The Syntax of TreeCode

Overview

TreeCode is a little more than a markup language, tending toward a programming language. It is a way to model information and computation in an easy to read and write format, suitable for hierarchical note taking and other means of capturing data down into structured form.

It emerged out of the desire to have one way of writing things (notes, code, data models, etc.), that was not too verbose and was easy to learn with very few rules. Writing in all lowercase without having to use the shift key streamlines your typing so you can stream out your knowledge the most quickly. Existing markup languages like XML, JSON, and YAML are too static and don't let you define things in as concise a way as possible.
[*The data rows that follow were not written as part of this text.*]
PR #15794, opened 2025-12-17
feat(function): Support 10 key-value pairs in Spark map function

miaoever:
Summary: Increased the maximum number of key-value pairs supported by the Spark SQL map function from 3 to 10 (20 arguments total) as we have some use  cases using up to 10 key-value pairs.

Differential Revision: D89391837

### DIFF
--- a/velox/functions/sparksql/tests/MapTest.cpp
+++ b/velox/functions/sparksql/tests/MapTest.cpp
@@ -149,6 +149,69 @@ TEST_F(MapTest, wide) {
       mapVector);
 }
 
+TEST_F(MapTest, tenKeyValuePairs) {
+  // Test map function with 10 key-value pairs (20 arguments).
+  auto key1 = makeFlatVector<int64_t>({1, 11, 21});
+  auto val1 = makeFlatVector<std::string>({"a", "aa", "aaa"});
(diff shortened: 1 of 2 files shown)


velox/functions/sparksql/tests/MapTest.cpp
```diff
@@ -149,6 +149,69 @@ TEST_F(MapTest, wide) {
       mapVector);
 }
 
+TEST_F(MapTest, tenKeyValuePairs) {
+  // Test map function with 10 key-value pairs (20 arguments).
+  auto key1 = makeNullableFlatVector<int64_t>({1, 11, 21});
```
rui-mo: nit: use `makeFlatVector`

rui-mo (commented):
Thanks.

velox/functions/sparksql/tests/MapTest.cpp
miaoever: Thanks @rui-mo, updated to use `makeFlatVector`.

rui-mo (approved):

velox/functions/sparksql/tests/MapTest.cpp
rui-mo: Thanks for the prompt update. I'll mark this as ready-to-merge once the workflow passes.

PR #15798, opened 2025-12-18
feat: Add biased NULL pattern generation to VectorFuzzer

pratikpugalia:
Summary:
This diff extends VectorFuzzer with biased NULL distribution patterns to improve fuzzing coverage of edge cases.

**Changes:**
- Updated `fuzzNulls()` to generate NULLs with 4 modes: `kRandom`(70%), `kHeadOnly`(10%), `kTailOnly`(10%), `kHeadAndTail`(10%). 
- Modified `fuzzFlat()` to use the pattern-aware `fuzzNulls()` instead of inline random NULL generation

**Why:**
Random NULL distribution may miss edge cases where NULLs are concentrated at specific positions (beginning, end, or both edges). These patterns can expose bugs emerging from these patterns.

Differential Revision: D89227420


kgpai (approved):
Looks good, thanks !

PR #15809, opened 2025-12-18
feat(function): Add varbinary variants for strpos and contains (#15809)

laurencer:
Summary:

Adds `strpos`, `strrpos` and `contains` for varbinary columns which will allow for efficient string searching in encoded text data where we don't want to pay the charset decoding price (i.e. we don't have to convert the column to utf-8 and just do byte matches as an approximation).

Reviewed By: kaikalur

Differential Revision: D89479354

### DIFF
--- a/velox/docs/functions/presto/binary.rst
+++ b/velox/docs/functions/presto/binary.rst
@@ -6,6 +6,10 @@ Binary Functions
 
     Computes the crc32 checksum of ``binary``.
 
+.. function:: contains(x, element) -> boolean
+
+     Returns true if the binary ``x`` contains the ``element``.
+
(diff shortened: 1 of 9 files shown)


zacw7 (changes requested):
could you pls add the doc here: https://github.com/facebookincubator/velox/blob/main/velox/docs/functions/presto/binary.rst

laurencer:
> could you pls add the doc here: https://github.com/facebookincubator/velox/blob/main/velox/docs/functions/presto/binary.rst

@zacw7 added docs that match the string and array variants

zacw7 (approved):
LGTM. Thanks for adding the functions.

PR #15812, opened 2025-12-18
refactor(text-reader): String usage cleanup

pedroerp:
Summary:
Some clean up on text reader usage of strings:
* Remove usage of StringPiece
* Use std::string_view instead of StringView where appropriate
* Avoid unecessary std::string allocations.
* Other cosmetic and formatting issues.

Differential Revision: D89502176

### DIFF
--- a/velox/dwio/text/reader/TextReader.cpp
+++ b/velox/dwio/text/reader/TextReader.cpp
@@ -15,13 +15,16 @@
  */
 
 #include "velox/dwio/text/reader/TextReader.h"
+
+#include <boost/algorithm/string/predicate.hpp>
+#include <string>
+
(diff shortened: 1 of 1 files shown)


velox/dwio/text/reader/TextReader.cpp
```diff
@@ -95,7 +96,7 @@ void resizeVector(
   }
 }
 
-bool endsWith(const std::string& str, const std::string& suffix) {
+bool endsWith(const std::string_view& str, const std::string_view& suffix) {
```
mbasmanova: std::ends_with ?

pedroerp: nice, even better :)

PR #12010, opened 2025-01-03
feat: Avoid small batches in Exchange

arhimondr:
Summary:
Prevent exchange client from unblocking to early. Unblocking to early impedes
effectiveness of page merging. When the cost of creating a vector is high (for
example for data sets with high number of columns) creating small pages can
make queries significantly less efficient.

For example it was observed that when network is congested and Exchange buffers
are not filled up as fast query may experience CPU efficiency drop up to 4x: T211034421

Differential Revision: D67615570

PR #15824, opened 2025-12-19
perf(exchange): Reduce awakened consumer count

lingbin:
Replace the 'while' loop with a simple 'if' condition in 
'ExchangeQueue::enqueueLocked()' to avoid unnecessary iterations when 
checking for waiting consumers. Because after all, only one page is 
added here, so at most **only one consumer** should be awakened. 
Otherwise, excess awakened consumers will block again immediately 
due to no available pages, which wastes resources. 

After this patch, we only wake up one waiting consumer at a time when 
accumulated data meets the minimum batch size requirement(see 
'minOutputBatchBytesLocked()'). This reduces the number of awakened 
consumers and improves performance.  

See [1] for discussion.

[1] https://github.com/facebookincubator/velox/pull/12010#discussion_r1954908872

### DIFF
--- a/velox/exec/ExchangeQueue.cpp
+++ b/velox/exec/ExchangeQueue.cpp
@@ -74,14 +74,7 @@ void ExchangeQueue::enqueueLocked(
 
   queue_.push_back(std::move(page));
   const auto minBatchSize = minOutputBatchBytesLocked();
-  while (!promises_.empty()) {
-    VELOX_CHECK_LE(promises_.size(), numberOfConsumers_);
-    const int32_t unblockedConsumers = numberOfConsumers_ - promises_.size();
-    const int64_t unasignedBytes =
-        totalBytes_ - unblockedConsumers * minBatchSize;
-    if (unasignedBytes < minBatchSize) {
-      break;
-    }
+  if (!promises_.empty() && totalBytes_ >= minBatchSize) {
     // Resume one of the waiting drivers.
     auto it = promises_.begin();
     promises.push_back(std::move(it->second));
--- a/velox/exec/tests/ExchangeClientTest.cpp
+++ b/velox/exec/tests/ExchangeClientTest.cpp
@@ -890,7 +890,7 @@ TEST_P(ExchangeClientTest, minOutputBatchBytesMultipleConsumers) {
           consumers.begin(),
           consumers.end(),
           [](auto& consumer) { return consumer.isReady(); }),
-      numConsumers);
+      1);
 
   auto pages = client->next(1, 1, &atEnd, &consumers[1]);
   ASSERT_EQ(1, pages.size());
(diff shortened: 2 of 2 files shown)


mbasmanova:
CC: @arhimondr

velox/exec/ExchangeQueue.cpp
```diff
@@ -74,14 +74,7 @@ void ExchangeQueue::enqueueLocked(
...
   const auto minBatchSize = minOutputBatchBytesLocked();
-  while (!promises_.empty()) {
-    VELOX_CHECK_LE(promises_.size(), numberOfConsumers_);
-    const int32_t unblockedConsumers = numberOfConsumers_ - promises_.size();
-    const int64_t unasignedBytes =
-        totalBytes_ - unblockedConsumers * minBatchSize;
-    if (unasignedBytes < minBatchSize) {
-      break;
-    }
+  if (!promises_.empty() && totalBytes_ >= minBatchSize) {
```
mbasmanova, line 77: Isn't it possible that there are > 1 pages in the queue_?

lingbin: @mbasmanova   Thank you for your review. Yes, there can be more than one page in the queue.   

Since a consumer consumes multiple pages at a time(`dequeueLocked()` return a `std::vector` at a time), I think the key here isn't the number of remaining pages in the queue_, but rather the total size of all the remaining pages in the queue_. 
Because only one page was added here, waking up one consumer is sufficient, the awakened consumer will consume all the data in the queue_.

mbasmanova: > the key here isn't the number of remaining pages in the queue_, but rather the total size of all the remaining pages in the queue_.

This is my understanding as well.

> Because only one page was added here, waking up one consumer is sufficient, the awakened consumer will consume all the data in the queue_.

I'm not sure I understand why "the awakened consumer will consume all the data in the queue_". I believe it is possible that there is more data in the queue then can be consumed in a single dequeueLocked call. Am I missing something?

```
...If multiple pages are available,
  /// returns as many pages as fit within 'maxBytes', but no fewer than one...

  std::vector<std::unique_ptr<SerializedPageBase>> dequeueLocked(
      int consumerId,
      uint32_t maxBytes,
      bool* atEnd,
      ContinueFuture* future,
      ContinuePromise* stalePromise);
```

lingbin: @mbasmanova  Thanks for your reply.  

If there is data in the queue_ but the consumer is still blocked, it means the data in the queue_ is less than `minExchangeOutputBatchBytes` (value: `2MB`).  Each consumer (the `Exchange` operator) consumes data with `maxBytes = preferredOutputBatchBytes` (value: `10MB`, bigger than `2MB`), so it will consume all the data.

https://github.com/facebookincubator/velox/blob/bbe1d1d9f82e3c2887678a790b06d3c5e9816a09/velox/exec/Exchange.cpp#L143-L144

lingbin:
@mbasmanova  @kagamiori  Kindly ping.

PR #15826, opened 2025-12-19
fix(build): Issues in tests found by macOS15 intel compiler

czentgr:
Several issues were found in test programs:
- Not directly comparable enums
- Ambiguous function calls involving derived function overridden implementation
- Incorrectly implemented derived function that don’t use const or override correctly I expect newer compiler to pick up on these eventually so let’s fix them now. These are test fixes and don’t affect engine code.


majetideepak:
@czentgr Is this PR still relevant? We dropped x86 support with macos?

czentgr:
@majetideepak Yes, we did drop the x86 support for macOS. These cleanups would make the code a bit more clean. I wonder if we will see some of these again in the future.

majetideepak:
@czentgr do you want to rebase?

PR #15829, opened 2025-12-19
fix: Find VeloxType singletons for CustomType when embedded in OpaqueType objects

AshishCbMisra:
Summary:
## Background
- This diff is to fix a bug in the Types::create() method for CustomType.
- The bug manifests in the SignatureBinder.bind() operation failing to match for a CustomType argument.
- The CustomType is basically an OpaqueType object. 
- The root cause is that two different registries store OpaqueType objects.
   - Custom Type Registry → VeloxType singleton (correct name())
   - OpaqueSerdeRegistry → Base OpaqueType (name() = "OPAQUE")

-  When deserializing the custom type in Type::create() method, the code does not find VeloxType singleton, hence created an OpaqueType.
-  The CustomType returns its name in its custom name in the name() and toString() methods, whereas the OpaqueType returns "OPAQUE<demangled-name>" in its name/toString() methods.

## In this Diff
- The primary problem is that the CustomType has a Velox singleton for its type.
   However, type is serialized and deserialized, the type produced is an Opaque type, with custom type inside.
- In this diff, the velox deserialization correctly finds and produces the VeloxType singleton.

## Implementation Changes
- Types.cpp
   - Implemented searching and deserializing CustomType within OpaqueTypes in Type::create() method.

## Testing Changes
- OpaqueCustomTypesTest.cpp
   - Added test to serialize/deserialize a CustomType and confirm that VeloxType singleton is returned.

Differential Revision: D89564769

### DIFF
--- a/velox/type/Type.cpp
+++ b/velox/type/Type.cpp
@@ -203,8 +203,8 @@ TypePtr Type::create(const folly::dynamic& obj) {
   if (isDecimalName(typeName)) {
     return DECIMAL(obj["precision"].asInt(), obj["scale"].asInt());
   }
-  // Checks if 'typeName' specifies a custom type.
-  if (customTypeExists(typeName)) {
+
+  auto customTypeSingleton = [&](const std::string& typeName) {
     std::vector<TypeParameter> params;
     if (obj.find("cTypes") != obj.items().end()) {
       params.reserve(childTypes.size());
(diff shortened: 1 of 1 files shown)


AshishCbMisra:
Pull request https://github.com/facebookincubator/velox/pull/15843 fixes this issue. Hence this PR is being closed.

PR #15835, opened 2025-12-20
refactor: Move TableWriteTraits to velox/core

pedroerp:
Summary:
Moving TableWriteTraits to velox/core, as it is strictly related
to plan metadata, and not to execution. The fact that TableWriteTraits was in
velox/exec forced clients that only wanted to define plans to take a full
dependency on velox/exec.

Leaving an alias in the previous namespace to maintain backward compatibility.

Differential Revision: D89592214


pedroerp:
@mbasmanova we should do it in a follow up, but another idea would be to pre-define a set of output columns that are "supported" by table writer, and having users providing which ones they want (and their order) as part of the plan. 

Do you guys know how this work for Gluten today? @rui-mo @jinchengchenghh @JkSelf

rui-mo:
> @mbasmanova we should do it in a follow up, but another idea would be to pre-define a set of output columns that are "supported" by table writer, and having users providing which ones they want (and their order) as part of the plan.
> 
> Do you guys know how this work for Gluten today? @rui-mo @jinchengchenghh @JkSelf

Currently, Gluten only passes null to the output type via `TableWriteTraits::outputType(std::nullopt)`. cc @JkSelf in case you have additional context.

JkSelf:
@pedroerp @rui-mo 
Gluten only requires the second column fragments to construct the necessary Spark information, as shown here: https://github.com/apache/incubator-gluten/blob/a35a3bda13b17e6cf51dd1f2d2e89b7fb3ecae20/backends-velox/src/main/scala/org/apache/spark/sql/execution/VeloxColumnarWriteFilesExec.scala#L47-L69. And it doesn't use the TableWriteTrait object in Gluten.

PR #15842, opened 2025-12-22
refactor(variant): Improve code organization and more tests

pedroerp:
Summary:
No functional changes. Adding test coverage missing for a variety of
methods (create, serialize/deserialize, container nested types). Re-organizing
and grouping test suite methods.

Re-organizing Variant's API to make it more natural (construction methods
first), and adding a documentation with examples for popular construction
methods.

Differential Revision: D89691635

### DIFF
--- a/velox/type/tests/VariantTest.cpp
+++ b/velox/type/tests/VariantTest.cpp
@@ -20,14 +20,529 @@
 #include "velox/common/base/tests/GTestUtils.h"
 #include "velox/type/tests/utils/CustomTypesForTesting.h"
 
-namespace facebook::velox {
-
+namespace facebook::velox::test {
 namespace {
-void testSerDe(const Variant& value) {
-  auto serialized = value.serialize();
-  auto copy = Variant::create(serialized);
 
-  ASSERT_EQ(value, copy);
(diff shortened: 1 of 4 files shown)


velox/type/tests/VariantTest.cpp
```diff
@@ -20,14 +20,529 @@
 #include "velox/common/base/tests/GTestUtils.h"
 #include "velox/type/tests/utils/CustomTypesForTesting.h"
 
-namespace facebook::velox {
-
+namespace facebook::velox::test {
```
mbasmanova, line 23: The convention is to put test in anonymous namespace within the namespace that contains code being tested.

pedroerp: Good question. I see most test code being added in a ::test nested namespace inside the namespace being tested, then inside an anonymous namespace.

We should probably discuss this and add something to our code guidelines.

pedroerp:
> Thanks. It would be nice to clarify that Variable holds information about physical type only. It doesn't hold information about logical type. Also, it doesn't store field names of a struct.

Thank you. I added a couple of sentences to document this as well.

PR #573, opened 2023-03-06
SONARIAC-567 Rule S6497: Using a container image based on its digest is security-sensitive

rudy-regazzoni-sonarsource:


nils-werner-sonarsource (approved):
LGTM!

PR #580, opened 2023-03-07
SONARIAC-635 Invalid text range for heredoc argument

nils-werner-sonarsource:


rudy-regazzoni-sonarsource (approved):
LGTM ! Really nice improvement, and as you said the changes are constrained in a dedicated classes, which is great.

PR #582, opened 2023-03-07
SONARIAC-607 Move regex of grammar rules to DockerLexicalConstant

rudy-regazzoni-sonarsource:


iac-extensions/docker/src/main/java/org/sonar/iac/docker/parser/grammar/DockerLexicalConstant.java
```diff
@@ -81,9 +81,12 @@ public class DockerLexicalConstant {
     + "(?:" + ESCAPED_UNQUOTED_STRING_CHARACTERS + "|[^\\s'\"$=])++"
     + ")";
 
-  public static final String HEREDOC_NAME = "(?:"
-    + "<<-?\"?[a-zA-Z0-9_]+\"?"
-    + ")";
+  public static final String HEREDOC_NAME = "<<-?\"?([a-zA-Z0-9_]++)\"?";
+
+  public static final String HEREDOC_EXPRESSION = "(?:" + HEREDOC_NAME + "\\s+)+[\\s\\S]*?([\\n\\r])\\1(?=[\\n\\r]|$)";
```
mstachniuk, line 86: Please comment on what those 2 RegEx are doing, because they are complex.

mstachniuk (approved):

iac-extensions/docker/src/main/java/org/sonar/iac/docker/parser/grammar/DockerLexicalConstant.java
rudy-regazzoni-sonarsource: Good point !
Instead of explaining the regex in detail, I described what it is matching and added a link to the reference, WDYT ?

mstachniuk: This is not exactly what I was thinking about. It's clear that it is for parsing heredoc because a field name points to that. Also, our parser is somehow based on Docker reference documentation. 
I would like to see something like this:

```
It starts with the heredoc indicator (2 Less-than signs), followed by an optional minus, followed by an optional double quote then the 1st capturing group, followed by an optional double quote. In 1st capturing group: one or more (possessive) uppercase/lowercase letters, numbers, or underscore.
```

WDYT? Is it valuable?
Sites like https://regex101.com/ or https://regexr.com/ can help you write such descriptions.

rudy-regazzoni-sonarsource: OK I see ! That's a good point.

It is indentation-based, and the typical style of a DSL is to write it in a somewhat repetitive way to give the quick visual cues as to the meaning of things. But the way you use it is entirely up to you, those are just style conventions.

Example

First, some images of different usages of TreeCode. Here are a few examples from existing code. The first is how you might define a "deck" (a "package" of Link code). The second is the first part of the Tao Te Ching captured in a tree, and the later we show how you might write a simple fibonacci function. These examples are DSLs designed for a specific purposes. As you will see in the syntax section, the Link language is independent of a DSL and simply defines some simple idioms for defining trees of text.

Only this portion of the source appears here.